Wednesday, June 29, 2016

This Is Why We Can't Have Nacho Things

Sometimes Mrs. Hillbilly Mom outsmarts herself.

Saturday, I was planning to stop by Save A Lot after picking up T-Hoe from the shop, for some shredded lettuce and other makin's for my delicious Super Nachos. Since we'd been out of town state for four days, there were a couple of things I needed. But I was SO HOT from T-Hoe's faulty air conditioner that I could not bear it.

Sunday, I decided to grab a few Nacho-makin's at The Devil's Playground when The Pony and I did the shopping. I won't get my salsa there, but I can get the rest of the stuff. Besides, I had a stockpile of salsa. I picked up the shredded lettuce. Some queso sauce. Frozen Tyson pulled chicken breast. Already had chips. Already had sliced black olives. As I was walking down the onion/tomato aisle for some grape tomatoes for salads, I glanced at the onions. I normally don't get my onions from The Devil. In the past, they have left a bad taste in my mouth. Same with the potatoes. I end up throwing them away. More money down another rathole.

But there they were. White onions. The exact same kind I get at Save A Lot. Same blue net bag. About five onions per bag. It would be silly to make a trip to Save A Lot just for onions. And I really wanted more onions. I backed up (without beeping) to grab a bag of onions.

Once we got home and put everything away, I set to making my Super Nachos for lunch. I sliced open that net bag, and picked an onion. Huh. I tried another one.

THIS is why I don't buy my onions at The Devil's Playground:


His onions, just like The Devil himself, are rotten to the core.

Two out of five onions. ROTTEN! So far. I have only cut into three of them. Looks like I'll be making a trip to Save A Lot sooner than I planned.

6 comments:

Sioux Roslawski said...

If I were you, I'd take my receipt and the onions back. It's not the money, it's the principle...

And if you pitch such a fit that they arrest you, so what? That only means you'd have time to read, and no Farmer H to bother you.

Hillbilly Mom said...

Sioux,
Heh, heh. Mrs. Hillbilly Mom is not a wave-maker. AND it costs more T-Hoe gas to go to town and back than those rotten onions are worth. Gotta save my money for scratch-off tickets and 44 oz Diet Cokes. THAT is a trip worth the gas.

Time to read! Like Sigourney Weaver, locked up in "A Map of the World," while poor David Strathairn had to pay the scary egg lady to watch the kids while he visited her.

Sioux Roslawski said...

I forgot to ask: Where is Brook and Amy?

Hillbilly Mom said...

Sioux,
Brook is out of town, and Amy is going wild offering merchandise for rock-bottom prices!

Kathy's Klothesline said...

Take them back!! Walmart will refund the money.

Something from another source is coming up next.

PR #2477, opened 2024-06-27
[WIP] Preseg propagate pad binary op

jjsjann123:


jjsjann123:
This PR doesn't make sense, since with only unary op in the original PR #2373 makes it hard to justify the logic in the optimization pass.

I have seen them give refunds for items they didn't even sell, items that are clearly labeled with a K-Mart or Target price tag on them.

Hillbilly Mom said...

Kathy,
Too late. I already tossed them off the back porch! I wish EVERYONE would take them back. All at once. Because every time I buy onions or potatoes from The Devil, they are ROTTEN! I guess that's how The Devil gets away with selling rotten stuff. People don't want to deal with taking it back. My mom would have. FOR me! She would have said, "I feel like I was GYPPED!" Like when Save A Lot didn't give her the sale price on slaw.